- [TASK PROMPT]:
Exact copies of all the entries are needed.

Data excerpts:
'''

PR #4023, opened 2020-02-04
Fix parsing of platform:cores-per-socket to avoid divide-by-0 error

andyhhp:
[root@lcy2-dt106 ~]# xe vm-start uuid=39b8d59d-7cc7-7e71-8107-28ba5e2ad74e
  The server failed to handle your request, due to an internal error. The given message may give details useful for debugging the problem.
  message: Division_by_zero

Also reject a negative cores-per-socket, which is equally nonsensical, and
only gets caught by the sanity checks in the Xen:

  [root@lcy2-dt106 ~]# xe vm-start uuid=39b8d59d-7cc7-7e71-8107-28ba5e2ad74e
  The server failed to handle your request, due to an internal error. The given message may give details useful for debugging the problem.
  message: xenopsd internal error: (Failure
    "Error from xenguesthelper: xenguest: xc_domain_set_cores_per_socket: [22]
    Invalid argument")

Also take the opportunity to make the error messages helpful, by returning the
current values which are being objected to.

### DIFF
--- a/ocaml/xapi/vm_platform.ml
+++ b/ocaml/xapi/vm_platform.ml
@@ -145,16 +145,22 @@ let sanity_check ~platformdata ?firmware ~vcpu_max ~vcpu_at_startup ~domain_type
   end;
   if check_cores_per_socket && (List.mem_assoc "cores-per-socket" platformdata) then
     begin
+      let cps_str = List.assoc "cores-per-socket" platformdata in
+      let vcpus = Int64.to_int(vcpu_max) in
       try
-        let cores_per_socket = int_of_string(List.assoc "cores-per-socket" platformdata) in
+        let cps = int_of_string(cps_str) in
+
         (* VCPUs_max has to be a multiple of cores per socket *)
-        if ((Int64.to_int(vcpu_max) mod cores_per_socket) <> 0) then
-          raise (Api_errors.Server_error(Api_errors.invalid_value,
-                                         ["platform:cores-per-socket";
-                                          "VCPUs_max must be a multiple of this field"]))
+        if cps < 1 || ((vcpus mod cps) <> 0) then
+          raise (Api_errors.Server_error(
+                     Api_errors.invalid_value,
+                     [Printf.sprintf "platform:cores-per-socket (value %d)" cps;
+                      Printf.sprintf "VCPUs_max (value %d) must be a multiple of cores-per-socket" vcpus]))
       with Failure msg ->
-        raise (Api_errors.Server_error(Api_errors.invalid_value, ["platform:cores-per-socket";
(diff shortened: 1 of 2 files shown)


ocaml/xapi/vm_platform.ml
```diff
@@ -145,16 +145,22 @@ let sanity_check ~platformdata ?firmware ~vcpu_max ~vcpu_at_startup ~domain_type
   end;
   if check_cores_per_socket && (List.mem_assoc "cores-per-socket" platformdata) then
     begin
+      let cps_str = List.assoc "cores-per-socket" platformdata in
+      let vcpus = Int64.to_int(vcpu_max) in
       try
-        let cores_per_socket = int_of_string(List.assoc "cores-per-socket" platformdata) in
+        let cps = int_of_string(cps_str) in
```
psafont: Negative integers can be rejected at this stage with Scanf:
```
# Scanf.sscanf "-4" "%u" Fun.id;;
Exception:
Stdlib.Scanf.Scan_failure
 "scanf: bad input at char number 0: character '-' is not a decimal digit".
```

edwintorok: Not necessarily a user friendly error though

ocaml/xapi/vm_platform.ml
```diff
@@ -145,16 +145,22 @@ let sanity_check ~platformdata ?firmware ~vcpu_max ~vcpu_at_startup ~domain_type
...
-        if ((Int64.to_int(vcpu_max) mod cores_per_socket) <> 0) then
-          raise (Api_errors.Server_error(Api_errors.invalid_value,
-                                         ["platform:cores-per-socket";
-                                          "VCPUs_max must be a multiple of this field"]))
+        if cps < 1 || ((vcpus mod cps) <> 0) then
+          raise (Api_errors.Server_error(
+                     Api_errors.invalid_value,
+                     [Printf.sprintf "platform:cores-per-socket (value %d)" cps;
+                      Printf.sprintf "VCPUs_max (value %d) must be a multiple of cores-per-socket" vcpus]))
       with Failure msg ->
```
psafont: Seeing that code is guarding against negative values for `cps` I think it should do the same for 0. The modulo operation can fail with the exception `Division_by_zero` otherwise.

The exception can be caught using `with Failure _ | Division_by_zero ->` here

edwintorok: `cps < 1` is true when `cps = 0`, and short-circuiting the `||` is part of the language specification: https://caml.inria.fr/pub/docs/manual-ocaml/expr.html#sec147

psafont: fair enough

'''

- [RESPONSE]:
PR #4023, opened 2020-02-04
Fix parsing of platform:cores-per-socket to avoid divide-by-0 error

andyhhp:
[root@lcy2-dt106 ~]# xe vm-start uuid=39b8d59d-7cc7-7e71-8107-28ba5e2ad74e
  The server failed to handle your request, due to an internal error. The given message may give details useful for debugging the problem.
  message: Division_by_zero

Also reject a negative cores-per-socket, which is equally nonsensical, and
only gets caught by the sanity checks in the Xen:

  [root@lcy2-dt106 ~]# xe vm-start uuid=39b8d59d-7cc7-7e71-8107-28ba5e2ad74e
  The server failed to handle your request, due to an internal error. The given message may give details useful for debugging the problem.
  message: xenopsd internal error: (Failure
    "Error from xenguesthelper: xenguest: xc_domain_set_cores_per_socket: [22]
    Invalid argument")

Also take the opportunity to make the error messages helpful, by returning the
current values which are being objected to.

### DIFF
--- a/ocaml/xapi/vm_platform.ml
+++ b/ocaml/xapi/vm_platform.ml
@@ -145,16 +145,22 @@ let sanity_check ~platformdata ?firmware ~vcpu_max ~vcpu_at_startup ~domain_type
   end;
   if check_cores_per_socket && (List.mem_assoc "cores-per-socket" platformdata) then
     begin
+      let cps_str = List.assoc "cores-per-socket" platformdata in
+      let vcpus = Int64.to_int(vcpu_max) in
       try
-        let cores_per_socket = int_of_string(List.assoc "cores-per-socket" platformdata) in
+        let cps = int_of_string(cps_str) in
+
         (* VCPUs_max has to be a multiple of cores per socket *)
-        if ((Int64.to_int(vcpu_max) mod cores_per_socket) <> 0) then
-          raise (Api_errors.Server_error(Api_errors.invalid_value,
-                                         ["platform:cores-per-socket";
-                                          "VCPUs_max must be a multiple of this field"]))
+        if cps < 1 || ((vcpus mod cps) <> 0) then
+          raise (Api_errors.Server_error(
+                     Api_errors.invalid_value,
+                     [Printf.sprintf "platform:cores-per-socket (value %d)" cps;
+                      Printf.sprintf "VCPUs_max (value %d) must be a multiple of cores-per-socket" vcpus]))
       with Failure msg ->
-        raise (Api_errors.Server_error(Api_errors.invalid_value, ["platform:cores-per-socket";
(diff shortened: 1 of 2 files shown)


ocaml/xapi/vm_platform.ml
```diff
@@ -145,16 +145,22 @@ let sanity_check ~platformdata ?firmware ~vcpu_max ~vcpu_at_startup ~domain_type
   end;
   if check_cores_per_socket && (List.mem_assoc "cores-per-socket" platformdata) then
     begin
+      let cps_str = List.assoc "cores-per-socket" platformdata in
+      let vcpus = Int64.to_int(vcpu_max) in
       try
-        let cores_per_socket = int_of_string(List.assoc "cores-per-socket" platformdata) in
+        let cps = int_of_string(cps_str) in
```
psafont: Negative integers can be rejected at this stage with Scanf:
```
# Scanf.sscanf "-4" "%u" Fun.id;;
Exception:
Stdlib.Scanf.Scan_failure
 "scanf: bad input at char number 0: character '-' is not a decimal digit".
```

edwintorok: Not necessarily a user friendly error though

ocaml/xapi/vm_platform.ml
```diff
@@ -145,16 +145,22 @@ let sanity_check ~platformdata ?firmware ~vcpu_max ~vcpu_at_startup ~domain_type
...
-        if ((Int64.to_int(vcpu_max) mod cores_per_socket) <> 0) then
-          raise (Api_errors.Server_error(Api_errors.invalid_value,
-                                         ["platform:cores-per-socket";
-                                          "VCPUs_max must be a multiple of this field"]))
+        if cps < 1 || ((vcpus mod cps) <> 0) then
+          raise (Api_errors.Server_error(
+                     Api_errors.invalid_value,
+                     [Printf.sprintf "platform:cores-per-socket (value %d)" cps;
+                      Printf.sprintf "VCPUs_max (value %d) must be a multiple of cores-per-socket" vcpus]))
       with Failure msg ->
```
psafont: Seeing that code is guarding against negative values for `cps` I think it should do the same for 0. The modulo operation can fail with the exception `Division_by_zero` otherwise.

The exception can be caught using `with Failure _ | Division_by_zero ->` here

edwintorok: `cps < 1` is true when `cps = 0`, and short-circuiting the `||` is part of the language specification: https://caml.inria.fr/pub/docs/manual-ocaml/expr.html#sec147

psafont: fair enough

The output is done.